Under no circumstances alter the records; copy each one exactly.

GIVEN RECORDS:
^^^^^^^^
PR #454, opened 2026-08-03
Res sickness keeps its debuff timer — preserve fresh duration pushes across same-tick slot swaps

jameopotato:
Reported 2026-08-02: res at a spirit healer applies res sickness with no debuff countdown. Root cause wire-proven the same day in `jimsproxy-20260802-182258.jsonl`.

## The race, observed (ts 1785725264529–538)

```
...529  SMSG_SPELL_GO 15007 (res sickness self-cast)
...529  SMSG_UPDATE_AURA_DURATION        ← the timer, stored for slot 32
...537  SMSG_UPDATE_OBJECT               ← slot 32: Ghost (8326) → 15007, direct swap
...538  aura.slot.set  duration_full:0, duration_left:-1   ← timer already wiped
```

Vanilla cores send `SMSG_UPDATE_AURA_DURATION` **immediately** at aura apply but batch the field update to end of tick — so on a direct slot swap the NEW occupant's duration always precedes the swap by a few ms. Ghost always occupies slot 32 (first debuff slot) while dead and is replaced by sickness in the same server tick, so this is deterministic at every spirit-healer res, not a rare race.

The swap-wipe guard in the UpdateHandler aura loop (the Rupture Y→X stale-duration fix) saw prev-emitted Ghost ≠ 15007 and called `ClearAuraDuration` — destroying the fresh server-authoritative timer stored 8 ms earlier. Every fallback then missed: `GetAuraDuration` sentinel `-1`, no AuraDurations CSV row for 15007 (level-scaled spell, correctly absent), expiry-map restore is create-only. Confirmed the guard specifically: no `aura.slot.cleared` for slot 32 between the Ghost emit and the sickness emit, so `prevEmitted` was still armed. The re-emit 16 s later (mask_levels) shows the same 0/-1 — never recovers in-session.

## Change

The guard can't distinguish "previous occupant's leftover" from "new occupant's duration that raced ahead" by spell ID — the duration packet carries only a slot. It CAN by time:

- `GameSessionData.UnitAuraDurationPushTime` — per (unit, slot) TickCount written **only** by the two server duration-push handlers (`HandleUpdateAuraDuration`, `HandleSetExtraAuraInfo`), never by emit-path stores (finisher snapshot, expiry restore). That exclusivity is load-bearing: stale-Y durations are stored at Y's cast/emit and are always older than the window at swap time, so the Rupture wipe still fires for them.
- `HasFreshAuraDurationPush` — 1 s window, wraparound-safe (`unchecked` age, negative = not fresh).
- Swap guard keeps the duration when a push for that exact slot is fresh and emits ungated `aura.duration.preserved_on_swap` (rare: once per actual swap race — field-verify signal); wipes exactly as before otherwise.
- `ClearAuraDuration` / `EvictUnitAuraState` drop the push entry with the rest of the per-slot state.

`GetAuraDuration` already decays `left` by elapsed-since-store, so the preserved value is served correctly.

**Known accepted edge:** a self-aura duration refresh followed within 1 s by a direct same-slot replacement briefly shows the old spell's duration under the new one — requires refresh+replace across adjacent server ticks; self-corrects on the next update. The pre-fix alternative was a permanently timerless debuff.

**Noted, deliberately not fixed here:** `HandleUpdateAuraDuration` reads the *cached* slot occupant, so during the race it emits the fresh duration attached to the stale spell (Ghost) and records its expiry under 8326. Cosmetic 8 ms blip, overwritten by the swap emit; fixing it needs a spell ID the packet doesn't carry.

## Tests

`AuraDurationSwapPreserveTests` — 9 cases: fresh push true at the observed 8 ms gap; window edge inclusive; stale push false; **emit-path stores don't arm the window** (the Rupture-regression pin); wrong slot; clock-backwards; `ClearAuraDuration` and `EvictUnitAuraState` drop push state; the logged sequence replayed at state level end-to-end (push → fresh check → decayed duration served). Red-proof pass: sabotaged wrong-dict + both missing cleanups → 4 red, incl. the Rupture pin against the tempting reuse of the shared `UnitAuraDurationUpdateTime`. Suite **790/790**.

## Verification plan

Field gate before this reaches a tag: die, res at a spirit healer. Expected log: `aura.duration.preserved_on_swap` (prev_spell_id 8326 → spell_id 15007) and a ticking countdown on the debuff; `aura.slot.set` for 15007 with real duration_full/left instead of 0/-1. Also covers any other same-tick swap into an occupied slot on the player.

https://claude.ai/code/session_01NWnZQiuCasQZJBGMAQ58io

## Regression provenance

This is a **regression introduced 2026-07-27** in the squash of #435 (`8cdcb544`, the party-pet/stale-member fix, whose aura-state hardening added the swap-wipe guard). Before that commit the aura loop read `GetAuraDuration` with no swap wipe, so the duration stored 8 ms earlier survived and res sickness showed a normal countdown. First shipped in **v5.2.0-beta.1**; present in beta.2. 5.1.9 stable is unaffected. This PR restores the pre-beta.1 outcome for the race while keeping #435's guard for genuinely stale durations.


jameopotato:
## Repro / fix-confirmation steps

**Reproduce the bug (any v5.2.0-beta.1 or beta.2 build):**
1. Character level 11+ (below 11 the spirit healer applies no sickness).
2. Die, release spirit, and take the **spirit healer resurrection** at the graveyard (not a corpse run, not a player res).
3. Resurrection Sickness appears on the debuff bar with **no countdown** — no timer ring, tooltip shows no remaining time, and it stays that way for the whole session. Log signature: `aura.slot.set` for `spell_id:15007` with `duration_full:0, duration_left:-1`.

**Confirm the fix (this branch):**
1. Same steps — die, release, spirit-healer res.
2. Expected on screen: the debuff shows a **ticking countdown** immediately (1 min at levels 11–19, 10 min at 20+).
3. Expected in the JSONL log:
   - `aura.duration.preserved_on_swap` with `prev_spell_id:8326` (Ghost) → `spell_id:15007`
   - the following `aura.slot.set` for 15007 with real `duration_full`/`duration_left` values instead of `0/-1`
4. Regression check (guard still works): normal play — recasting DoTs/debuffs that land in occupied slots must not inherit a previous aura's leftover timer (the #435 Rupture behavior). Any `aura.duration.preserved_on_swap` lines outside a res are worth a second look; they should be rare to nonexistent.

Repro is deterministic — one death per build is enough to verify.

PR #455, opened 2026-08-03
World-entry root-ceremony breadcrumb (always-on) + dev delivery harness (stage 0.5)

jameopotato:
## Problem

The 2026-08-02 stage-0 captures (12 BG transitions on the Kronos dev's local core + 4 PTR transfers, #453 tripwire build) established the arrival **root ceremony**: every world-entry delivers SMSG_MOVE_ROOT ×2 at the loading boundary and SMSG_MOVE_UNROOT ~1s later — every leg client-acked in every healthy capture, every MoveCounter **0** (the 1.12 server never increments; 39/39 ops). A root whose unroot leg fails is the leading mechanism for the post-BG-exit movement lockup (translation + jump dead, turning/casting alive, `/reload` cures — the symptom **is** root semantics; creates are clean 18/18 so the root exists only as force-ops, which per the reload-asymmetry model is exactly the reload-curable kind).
^^^^^^^^
ANSWER BOX:
PR #454, opened 2026-08-03
Res sickness keeps its debuff timer — preserve fresh duration pushes across same-tick slot swaps

jameopotato:
Reported 2026-08-02: res at a spirit healer applies res sickness with no debuff countdown. Root cause wire-proven the same day in `jimsproxy-20260802-182258.jsonl`.

## The race, observed (ts 1785725264529–538)

```
...529  SMSG_SPELL_GO 15007 (res sickness self-cast)
...529  SMSG_UPDATE_AURA_DURATION        ← the timer, stored for slot 32
...537  SMSG_UPDATE_OBJECT               ← slot 32: Ghost (8326) → 15007, direct swap
...538  aura.slot.set  duration_full:0, duration_left:-1   ← timer already wiped
```

Vanilla cores send `SMSG_UPDATE_AURA_DURATION` **immediately** at aura apply but batch the field update to end of tick — so on a direct slot swap the NEW occupant's duration always precedes the swap by a few ms. Ghost always occupies slot 32 (first debuff slot) while dead and is replaced by sickness in the same server tick, so this is deterministic at every spirit-healer res, not a rare race.

The swap-wipe guard in the UpdateHandler aura loop (the Rupture Y→X stale-duration fix) saw prev-emitted Ghost ≠ 15007 and called `ClearAuraDuration` — destroying the fresh server-authoritative timer stored 8 ms earlier. Every fallback then missed: `GetAuraDuration` sentinel `-1`, no AuraDurations CSV row for 15007 (level-scaled spell, correctly absent), expiry-map restore is create-only. Confirmed the guard specifically: no `aura.slot.cleared` for slot 32 between the Ghost emit and the sickness emit, so `prevEmitted` was still armed. The re-emit 16 s later (mask_levels) shows the same 0/-1 — never recovers in-session.

## Change

The guard can't distinguish "previous occupant's leftover" from "new occupant's duration that raced ahead" by spell ID — the duration packet carries only a slot. It CAN by time:

- `GameSessionData.UnitAuraDurationPushTime` — per (unit, slot) TickCount written **only** by the two server duration-push handlers (`HandleUpdateAuraDuration`, `HandleSetExtraAuraInfo`), never by emit-path stores (finisher snapshot, expiry restore). That exclusivity is load-bearing: stale-Y durations are stored at Y's cast/emit and are always older than the window at swap time, so the Rupture wipe still fires for them.
- `HasFreshAuraDurationPush` — 1 s window, wraparound-safe (`unchecked` age, negative = not fresh).
- Swap guard keeps the duration when a push for that exact slot is fresh and emits ungated `aura.duration.preserved_on_swap` (rare: once per actual swap race — field-verify signal); wipes exactly as before otherwise.
- `ClearAuraDuration` / `EvictUnitAuraState` drop the push entry with the rest of the per-slot state.

`GetAuraDuration` already decays `left` by elapsed-since-store, so the preserved value is served correctly.

**Known accepted edge:** a self-aura duration refresh followed within 1 s by a direct same-slot replacement briefly shows the old spell's duration under the new one — requires refresh+replace across adjacent server ticks; self-corrects on the next update. The pre-fix alternative was a permanently timerless debuff.

**Noted, deliberately not fixed here:** `HandleUpdateAuraDuration` reads the *cached* slot occupant, so during the race it emits the fresh duration attached to the stale spell (Ghost) and records its expiry under 8326. Cosmetic 8 ms blip, overwritten by the swap emit; fixing it needs a spell ID the packet doesn't carry.

## Tests

`AuraDurationSwapPreserveTests` — 9 cases: fresh push true at the observed 8 ms gap; window edge inclusive; stale push false; **emit-path stores don't arm the window** (the Rupture-regression pin); wrong slot; clock-backwards; `ClearAuraDuration` and `EvictUnitAuraState` drop push state; the logged sequence replayed at state level end-to-end (push → fresh check → decayed duration served). Red-proof pass: sabotaged wrong-dict + both missing cleanups → 4 red, incl. the Rupture pin against the tempting reuse of the shared `UnitAuraDurationUpdateTime`. Suite **790/790**.

## Verification plan

Field gate before this reaches a tag: die, res at a spirit healer. Expected log: `aura.duration.preserved_on_swap` (prev_spell_id 8326 → spell_id 15007) and a ticking countdown on the debuff; `aura.slot.set` for 15007 with real duration_full/left instead of 0/-1. Also covers any other same-tick swap into an occupied slot on the player.

https://claude.ai/code/session_01NWnZQiuCasQZJBGMAQ58io

## Regression provenance

This is a **regression introduced 2026-07-27** in the squash of #435 (`8cdcb544`, the party-pet/stale-member fix, whose aura-state hardening added the swap-wipe guard). Before that commit the aura loop read `GetAuraDuration` with no swap wipe, so the duration stored 8 ms earlier survived and res sickness showed a normal countdown. First shipped in **v5.2.0-beta.1**; present in beta.2. 5.1.9 stable is unaffected. This PR restores the pre-beta.1 outcome for the race while keeping #435's guard for genuinely stale durations.


jameopotato:
## Repro / fix-confirmation steps

**Reproduce the bug (any v5.2.0-beta.1 or beta.2 build):**
1. Character level 11+ (below 11 the spirit healer applies no sickness).
2. Die, release spirit, and take the **spirit healer resurrection** at the graveyard (not a corpse run, not a player res).
3. Resurrection Sickness appears on the debuff bar with **no countdown** — no timer ring, tooltip shows no remaining time, and it stays that way for the whole session. Log signature: `aura.slot.set` for `spell_id:15007` with `duration_full:0, duration_left:-1`.

**Confirm the fix (this branch):**
1. Same steps — die, release, spirit-healer res.
2. Expected on screen: the debuff shows a **ticking countdown** immediately (1 min at levels 11–19, 10 min at 20+).
3. Expected in the JSONL log:
   - `aura.duration.preserved_on_swap` with `prev_spell_id:8326` (Ghost) → `spell_id:15007`
   - the following `aura.slot.set` for 15007 with real `duration_full`/`duration_left` values instead of `0/-1`
4. Regression check (guard still works): normal play — recasting DoTs/debuffs that land in occupied slots must not inherit a previous aura's leftover timer (the #435 Rupture behavior). Any `aura.duration.preserved_on_swap` lines outside a res are worth a second look; they should be rare to nonexistent.

Repro is deterministic — one death per build is enough to verify.

PR #455, opened 2026-08-03
World-entry root-ceremony breadcrumb (always-on) + dev delivery harness (stage 0.5)

jameopotato:
## Problem

The 2026-08-02 stage-0 captures (12 BG transitions on the Kronos dev's local core + 4 PTR transfers, #453 tripwire build) established the arrival **root ceremony**: every world-entry delivers SMSG_MOVE_ROOT ×2 at the loading boundary and SMSG_MOVE_UNROOT ~1s later — every leg client-acked in every healthy capture, every MoveCounter **0** (the 1.12 server never increments; 39/39 ops). A root whose unroot leg fails is the leading mechanism for the post-BG-exit movement lockup (translation + jump dead, turning/casting alive, `/reload` cures — the symptom **is** root semantics; creates are clean 18/18 so the root exists only as force-ops, which per the reload-asymmetry model is exactly the reload-curable kind).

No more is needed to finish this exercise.